As we look to bring private data into Hadoop I find myself imagining the management of thousands of separate doors for individual data elements. With regulated data this means we’ll need someone going around continuously checking doors to make sure they are locked, they don’t have the wrong type of data in there, and nobody is weaseling their way into a room they don’t belong. If this sounds like a huge hassle and something that is fraught with challenges you are right! So how do you secure Hadoop while not creating a nightmare that is hell to manage. First, you limit access to only those people that need it via an access, control, and data layer. Second, you provide a level of access control via a gateway such as Platfora or Datameer from a self service perspective at least. Third, you classify your data in a meaningful way as it enters. Fourth, you attempt to set the appropriate permissions on your data and assign kerberos keys to lock down the security. This last one is pretty clunky, but it looks like it will get better with the coming Knox Gateway, but I still think that is a bit of a stretch.
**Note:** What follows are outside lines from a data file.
PR #1062, opened 2022-03-16
Update the CSI migration enhancement

bertinatto:
Now the CSI StorageClass is preferably the default one.

CC @openshift/storage

### DIFF
--- a/enhancements/storage/csi-migration.md
+++ b/enhancements/storage/csi-migration.md
@@ -7,7 +7,7 @@ reviewers:
 approvers:
   - "@openshift/openshift-architects"
 creation-date: 2020-07-29
-last-updated: 2021-03-31
+last-updated: 2022-03-17
 status: implementable
 see-also: https://github.com/openshift/enhancements/pull/463
 replaces:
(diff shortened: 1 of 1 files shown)


bertinatto:
/hold
to update other sections

dhellmann:
> /hold
> to update other sections

@bertinatto Since you're updating an existing doc, you don't have to add the sections that have been added to the template. We can override the test job to let this land. When you're ready, let me know and I can do that.

enhancements/storage/csi-migration.md
```diff
@@ -133,12 +136,36 @@ spec:
...
+In order to achieve that, these are the main changes introduced in OCP 4.11 with regards to SCs:
+
+* The *defaultstorageclasscontroller* from CSO will be completely removed and we will not create any new in-tree SCs.
+  * SCs that were previously created by this controller will not be owned by any operator and may very well be deleted by the user.
+* A new special-purpose controller will be added to the CSI Driver Operator.
+  * This controller will make sure that a CSI SC always exists.
+  * And it will set that SC as the default one when appropriate.
+  * Also, it will make sure there is only **one** default SC.
+
+In a more detaild way, this is how the new controller will operate and determine whether the CSI SC should be the default one:
```
dobsonj, line 158: typo: detailed

enhancements/storage/csi-migration.md
```diff
@@ -133,12 +136,36 @@ spec:
...
+
+* On every sync, thie controller fetches all existing SCs.
```
dobsonj, line 160: typo: this?

dobsonj (commented):
Couple of minor nits, but overall it looks fine to me.

enhancements/storage/csi-migration.md
bertinatto: Fixed

enhancements/storage/csi-migration.md
bertinatto: Fixed

enhancements/storage/csi-migration.md
```diff
@@ -133,12 +136,36 @@ spec:
...
+* If there are **no** pre-existing SCs in the cluster, then it creates a CSI SC **and** set it as the default.
```
gnufied, line 161: Can you clarify which "type" of SC it will look for?

jsafrane: I would rephrase it to:

* If there are **no** pre-existing **default** SCs in the cluster, then it creates a CSI SC **and** set it as the default.
* Otherwise just create the CSI SC, but don't make it default.

bertinatto: Done, but I think the **default**  above is unnecessary noise (if the are no pre-existing SCs, there can be no default SC anyway).

gnufied: But, there can be a case where there are existing SCs but they are not default and if we are going to create CSI storageclass then it should be default. So that is why we need to mention the default part.

jsafrane:
lgtm-ish

enhancements/storage/csi-migration.md
```diff
@@ -133,12 +136,36 @@ spec:
...
+  * This controller will make sure that a CSI SC always exists.
+  * And it will set that SC as the default one when appropriate.
+  * Also, it will make sure there is only **one** default SC.
+
+In a more detailed way, this is how the new controller will operate and determine whether the CSI SC should be the default one:
+
+* On every sync, this controller fetches all existing SCs.
+* If there are **no** pre-existing **default** SCs in the cluster, then it creates a CSI SC **and** set it as the default.
+  * Otherwise, create the CSI SC but do not make it default.
+* If there are pre-existing SCs in the cluster and more than one is set as default, it will set an appropriate message in the CR asking the user to make amendments.
```
jsafrane, line 163: cc @RomanBednar, we did not discuss this part. But it would be a trivial addition to the controller that you're going to write.

enhancements/storage/csi-migration.md
bertinatto: IMO we shouldn't make it default in that case. Otherwise, this would not only be a behavior change, but it could also break some use cases.

For example, a cluster admin set all SCs as **non** default to prevent users from using dynamic provisioning. I recall we even recommended this to customers, since we [intentionally don't overwrite the existing SC annotations](https://github.com/bertinatto/cluster-storage-operator/blob/f8eda8eeaba9ec2f275431e95555fa05a8c6fa81/pkg/operator/defaultstorageclass/controller.go#L173). What do you think? I'm really bad at taking notes during meetings, so I might have missed something (forgive me if that's the case).

gnufied: Yes - In that case we aren't creating any new SCs though. So that is what we talked about in the meeting, *only if* we are creating *new* SCs then we should mark it as default if there is no existing default exists in the cluster.

bertinatto: Oh, I see... thanks for clarifying

jsafrane:
/lgtm
/approve
From storage team perspective

jsafrane:
/hold cancel
We decided not to update to the latest template, it would be a too big change.

enhancements/storage/csi-migration.md
RomanBednar: @jsafrane noted, thanks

The area I’m looking at right now is just masking the data. The idea here is you just tokenize the fields as the data enters on a field by field basis. So a social security number might move from 520-76-9933 to 123-32-1242. It still preserves the format, it can still be unique, you don’t get the performance impact from encrypting, and most people probably don’t care about the individual data fields, oh….and it’s reversible on a field by field basis. To me this is a lot easier than trying to lock every door and making sure the wrong people aren’t seeing the wrong data….AND the most important part – this keeps the platform out of the controlled regulated platform list. Two vendors that provide this type of solution are Dataguise and Voltage – with Voltage being in this business for a long time….
At the end of the day instead of managing a bunch of doors to the elephant pins I’d rather just turn all of the pink (pink=regulated) elephants yellow (yellow = nothing special) and if someone needs a pink elephant we’ll just reverse the process for that user only.